I haven't seen any damage to my Chocolate. It works fast and easy. I don't have money to buy an expensive milker. I can't milk well by hand because I broke my wrist when I was 20. The vacuum milker by Dansha had great reviews and my goat Chocolate is a million times happier with that for 5-10 minutes when it took me almost an hour trying to do it by hand in pain the whole time.

My DD is allergic to cow's milk. With goat's milk $8 a half gallon at the grocery store we had to buy milking goats. All of my goats are rescues. They are the one's being sold for meat prices because of behavior issues or because they are cull(wrong buck bred the doe in the case of Stubby, plus she was attacked by a dog twice before I got her) or because they are so overweight no one else wants to deal with them(my two Pygmy/ND's).

I'm sorry if you think me using a vacuum style milker is abusing my goat. I don't know why I'm defending myself. I'm a little upset at the idea when I've put a lot of time, energy and what little extra money I have into getting them healthy and happy.


----------



## peggy (Aug 11, 2010)

Goats4Milk, I have a goat that I am going to have to use a vaccum milker cause her teats are one finger teats..... No reason to defend yourself, we all have decisions to make based on our lives.


----------



## melbah1 (Jun 28, 2013)

I have the quick milker. I bought the rechargeable batter powered one. I hand milk 4 standard does, but I have been doing that for a while and my hands and arms are in shape for it. We use the milker if someone else in the family needs to milk or if we are gone and we have someone milking for us. Also, I don'lt have electricity out where I milk.

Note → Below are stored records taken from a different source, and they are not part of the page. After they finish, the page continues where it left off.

PR #364, opened 2022-06-09
autotune conv kernels

pyjhzwh:
In torchinductor/ir.py, code_gen() generate `tuned_conv` which will choose candidate kernels(aten.convolution, triton_ops.conv, triton_ops.conv1x1) according to benchmarking results. Store best kernels in global cache with key as ("conv", layer params, input strides, etc.) to avoid re-benchmarking next time.
Benchmark:
`torchinductor/triton_ops/bench/bench_autotune_conv.py`
Test:
`pytest tests/test_torchinductor.py::GpuTests::test_conv_autotune_cuda`

Currently, the tuned_conv overhead is noticeable. Any idea how to reduce the overhead?
And any suggestions for better code style for Autotuner or tuned_conv to make it more generalizable?

PR #745, opened 2022-08-08
Autotune framework for conv and mm

pyjhzwh:
Similar to #364 
But decide best kernels at compile time because fusion is done at runtime. Use `triton.testing.do_bench` to benchmarking on given input shapes/ layer parameters and choose the best kernels with smallest execution time.

### DIFF
--- a/torchinductor/codegen/autotuner.py
+++ b/torchinductor/codegen/autotuner.py
@@ -207,9 +207,9 @@ def tuned_mm(
         # bench_end = time.time()
         # bench_time = bench_end - bench_start
         autotune.cache[key] = builtins.min(timings, key=timings.get)
-        # if torchinductor.config.debug:
-        print("for key = ", key)
-        print("timing", timings)
-        print("best_kernel", autotune.cache[key])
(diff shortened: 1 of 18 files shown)


torchinductor/codegen/autotuner.py
```diff
@@ -58,50 +92,124 @@ def tuned_conv(
...
+                run_kwargs = {"out": c}
+            timing, _, _ = autotune._bench(runnable_kernel, *run_args, **run_kwargs)
+            if "triton_ops" in kernel:
+                timing = timing * adjust_triton
+            timings[kernel] = timing
+        # bench_end = time.time()
+        # bench_time = bench_end - bench_start
+        autotune.cache[key] = builtins.min(timings, key=timings.get)
+        # if torchinductor.config.debug:
+        print("for key = ", key)
```
jansel, line 211: remove prints

jansel (approved):

torchinductor/codegen/autotuner.py
pyjhzwh: Removed

PR #757, opened 2022-08-09
Move aot_cudagraphs backend here

ezyang:
Previously it was in pytorch/pytorch but it depends on torchdynamo
code more closely, so this seems like the logical place.

Previously at https://github.com/pytorch/pytorch/pull/80566

### DIFF
--- a/tests/test_aot_cudagraphs.py
+++ b/tests/test_aot_cudagraphs.py
@@ -1,14 +1,10 @@
 # Owner(s): ["module: cuda graphs"]
 
 import functools
-import sys
 import unittest
 from unittest.mock import patch
 
-import functorch
 import torch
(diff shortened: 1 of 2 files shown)


jansel (approved):

anijain2305:
@ezyang Should we also add a `aot_nvfuser_cudagraphs` i.e. AOTAutograd + Ts-nvfuser with Cudagraphs

ezyang:
We have aot nvfuser, but I'm not sure how the cudagraphs integration with nvfuser works. @Chillee might know more, he said he hacked in inductor's cuda graphs support to nvfuser. Note that cuda graphs is antipattern for dynamic shapes, and also there is quite a bit of logic needed to get it right (which I think is being duped between this backend and inductors' cudagraphs support)

PR #763, opened 2022-08-10
Remove context manager - 2/n; support nn.Modules, run

anijain2305:
* Adds support for nn.Module objects
* In case of nesting of torchdynamo.optimize/run/disable etc, we recursively find the innnermost fn and apply the outermost Dynamo call on it.

### DIFF
--- a/torchdynamo/eval_frame.py
+++ b/torchdynamo/eval_frame.py
@@ -51,6 +51,14 @@ unset = object()
 compile_lock = threading.Lock()
 
 
+def find_unaltered_fn(fn):
+    unaltered_fn = fn
+    while hasattr(unaltered_fn, "_torchdyname_orig_callable"):
+        unaltered_fn = getattr(unaltered_fn, "_torchdynamo_orig_callable")
+        assert callable(unaltered_fn)
+    return unaltered_fn
+
+
 class _TorchDynamoContext:
     def __init__(
         self,
@@ -79,6 +87,7 @@ class _TorchDynamoContext:
         self.backend_ctx.__exit__(exc_type, exc_val, exc_tb)
 
     def __call__(self, fn):
+        fn = find_unaltered_fn(fn)
         # Optimize the forward method of torch.nn.Module object
         if isinstance(fn, torch.nn.Module):
             mod = fn
@@ -95,6 +104,9 @@ class _TorchDynamoContext:
                     return self.forward(*args, **kwargs)
 
             new_mod = Wrapper()
+            # Save the function pointer to find the original callable while nesting
+            # of decorators.
+            new_mod._torchdynamo_orig_callable = mod
             return new_mod
 
         assert callable(fn)
@@ -119,6 +131,10 @@ class _TorchDynamoContext:
             _fn._torchdynamo_disable = True
         else:
             _fn._torchdynamo_inline = fn
+
+        # Save the function pointer to find the original callable while nesting
+        # of decorators.
+        _fn._torchdynamo_orig_callable = fn
 
         # If the function is called with torchdynamo.optimize decorator, we
         # should prevent any type of skipping.
@@ -402,18 +418,16 @@ def optimize_assert(backend, guard_export_fn=None):
 def run(fn=None):
     """Don't do any dynamic compiles, just use prior optimizations"""
     if fn is not None:
+        fn = find_unaltered_fn(fn)
         assert callable(fn)
-        callable_fn = fn
-        # Check if the function is a result of torchdynamo.optimize decorator.
-        if inspect.getattr_static(fn, "_torchdynamo_inline", False):
-            callable_fn = fn._torchdynamo_inline
-        return RunOnlyContext()(callable_fn)
+        return RunOnlyContext()(fn)
     return RunOnlyContext()
 
 
 def disable(fn=None):
     """Decorator and context manager to disable TorchDynamo"""
     if fn is not None:
+        fn = find_unaltered_fn(fn)
         assert callable(fn)
         return DisableContext()(fn)
     return DisableContext()
@@ -426,6 +440,7 @@ def skip(fn=None):
     """
     if fn is None:
         return skip
+    fn = find_unaltered_fn(fn)
     assert callable(fn)
     skip_code(fn.__code__)
     fn._torchdynamo_disable = True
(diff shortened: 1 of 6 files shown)


torchdynamo/eval_frame.py
```diff
@@ -79,6 +87,28 @@ def __exit__(self, exc_type, exc_val, exc_tb):
...
+                    return optimized_forward(*args, **kwargs)
+
+                def __call__(self, *args, **kwargs):
+                    return self.forward(*args, **kwargs)
+
+            new_mod = Wrapper()
+            # Save the function pointer to find the original callable while nesting
+            # of decorators.
+            new_mod._torchdynamo_orig_callable = mod
+            return new_mod
```
ezyang, line 110: I don't think this is necessary. If you are passed a bound method (e.g., `module.forward`), it is still associated with the original Module object, so you can wrap it and it will still end up operating on the original module. This is what Dmytro was doing in the VHD model, btw

anijain2305: This is for the case like this

`optimized_mod = torchdynamo.optimize("eager")(mod)`

In this case, we just want to optimized the `forward` method and for everything else, we want to re-direct to original module.

Do you mean something else? I am gonna look in VHD model to be sure.

ezyang: I don't think users should expect `optimize` to work this way. The thing expects a callable, you give a callable back, there isn't any extra structure you should expect.

I suppose we could have a `torchdynamo.optimize_module` in analogy to AOTAutograd's module-level equivalent, but I don't really see the point; dynamo has no need to see the module, it can figure it all out even if the module is a free variable to the function in question.

anijain2305: I see. I am ok with that. The question then is - what does UX looks like?

For functions, its good
```
@torchdynamo.optimize("eager")
def fn():
   .....

or
optimized_fn = torchdynamo.optimize("eager")(fn)
```

What about nn.Modules? The following seems sketchy (mutating the original mod).

```
mod.forward = torchdynamo.optimize("eager")(mod.forward)
```

Or do we say that wrap the mod call in another function and then optimize that function? Something like

```
@torchdynamo.optimize("eager")
def fn(....):
    return mod(...)
```

voznesenskym: `mod` here is callable too, you would just have to trace it as `mod(args)` and not `mod.forward(args)`. That's not the same, because iirc while the module callable does call forward, it also does more than that with hooks and such. 

> `mod.forward = torchdynamo.optimize("eager")(mod.forward)`

I also wanted to ask, as in both your cases you are taking out the `optimized_fn ` to use beyond the Dynamo context. When would you need to do that? Generally, if you want to take the result of `.optimize`, you would use `.export`

`mod.forward = torchdynamo.export(mod.forward, args)`

Which should work fine, I believe.

voznesenskym: Oh, I misunderstood, I think, you are not calling to trace, you are calling to store a dynamo wrapped function.

In that case, what is wrong with something like 

```
@torchdynamo.optimize("eager")
def fn(....):
    return mod(...)
``` ?

Comment (anijain2305) [reply torchdynamo/eval_frame.py:110]: Yes, I am calling to store a dynamo wrapper function. It will get traced later on the first invocation. Background is that we are trying to remove the TorchDynamo context manager, because it confuses users.

I am totally ok with the following wrapping. TorchDynamo expects a callable, and returns a callable. Simple and clear.

```
@torchdynamo.optimize("eager")
def fn(....):
    return mod(...)
```

Here, the expectation from user is to encapsulate the code that they want to be optimized in another function, and then call `torchdynamo.optimize` on that function. So, just confirming, if that's ok.

Comment (anijain2305) [reply torchdynamo/eval_frame.py:110]: cc @jansel

Comment (ezyang) [reply torchdynamo/eval_frame.py:110]: I just want to point out that the wordy version here is equivalent to `torchdynamo.optimize("eager")(mod)` (or, perhaps the eta expansion matters, in which case it's equivalent to `torchdynamo.optimize("eager")(lambda *args, **kwargs: mod(*args, **kwargs))`).

Comment (ezyang) [reply torchdynamo/eval_frame.py:115]: However, I have also noticed that this behaves differently to using the context manager, so it feels like there is some sort of latent bug somewhere around here. I have a repro in fbcode if that would help.

Comment (jansel) [reply torchdynamo/eval_frame.py:115]: The main argument I see forwarding `nn.Module()` methods is that is what `fx.symbolic_trace()` and `torch.jit.script()` do, so users of those systems might expect it.

**Comment by anijain2305** [comment]
The current decision is to support torchdynamo.optimize on `nn.Module` objects and return an object that optimizes `forward` and redirects everything else to the original module. The return type is not `nn.Module`.

@jansel Please take a look when you get a chance.

File: torchdynamo/eval_frame.py [hunk 2]
```diff
@@ -51,6 +51,19 @@ def nothing():
 compile_lock = threading.Lock()
 
 
+def innermost_fn(fn):
+    """
+    In case of nesting of _TorchDynamoContext calls, find the innermost
+    function. TorchDynamo caches on fn.__code__ object, so its necessary to find
```
ezyang, line 57: @jansel, does this imply that if a user generates a closure, all separate instances of the closure will share the same cache? That seems suboptimal... the problem is especially prominent here, where `innermost_fn` is seemingly necessary but IMO it shouldn't be...

anijain2305:
@jansel @ezyang Please review when you get a chance.

torchdynamo/eval_frame.py
jansel: Yes, multiple closures with the same `__code__` have the same cache.

jansel (approved):

torchdynamo/eval_frame.py
anijain2305: @jansel Ping if you missed this message.

jansel: Perhaps we should emit a warning/error if you call `torchdynamo.optimize()` with two different compilers without calling `torchdynamo.reset()`.

ezyang:
This breaks `PYTORCH_TEST_WITH_DYNAMO=1 python test/test_nn.py -k test_module_backward_global_hook_writeable` on PyTorch master. I'll file an issue for this regression. This blocks updating the dynamo hash.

It is a great milker for a vacuum milker. It has the pressure guage on it. I wouldn't use a vacuum milker at all if it didn'lt have a guage.

The battery one only milks about 3 gallons before running out and you have to charge over night to get the charge right.

I think the foot operated one looks great, but is over priced. If you are going to spend that much money, there are some good pulsing ones out now for not much more.


----------



## lottsagoats1 (Apr 12, 2014)

There is a man up here that makes the milkers using the brake bleeder thing. It works awesome! I used it on my FF with tiny teats, sure has saved my hands. It's easy to clean up, just suck up rinse water, then the soapy wash water and then rinse again. I hang up to drain and dry. Slicker than snot on plastic!


----------



## mariarose (Oct 23, 2014)

I have the foot powered one. I like the teat cups VERY much. I have installed shut off clips on the milk lines so I can cut off the suction as soon as one quarter stops flowing and continue the suction on the quarter that is still milking. Otherwise I would have to stop both at the same time and have a lot more "finishing'' to do. The top that you snap onto a wide mouth mason jar cautions you to not try to lift the jar by the top. Good advice, because it will fall off, guaranteed. You must lift the jar itself. One last thing, it took forever to arrive.

This is not my everyday milker, but it is my travel milker, and all of my goats that are in milk at the moment have been trained to be milked by it. Even my super touchy pygmy who is completely certain that the only way to be milked is by her own little buckling! Have you ever tried to change the worldview of a stubborn pygmy?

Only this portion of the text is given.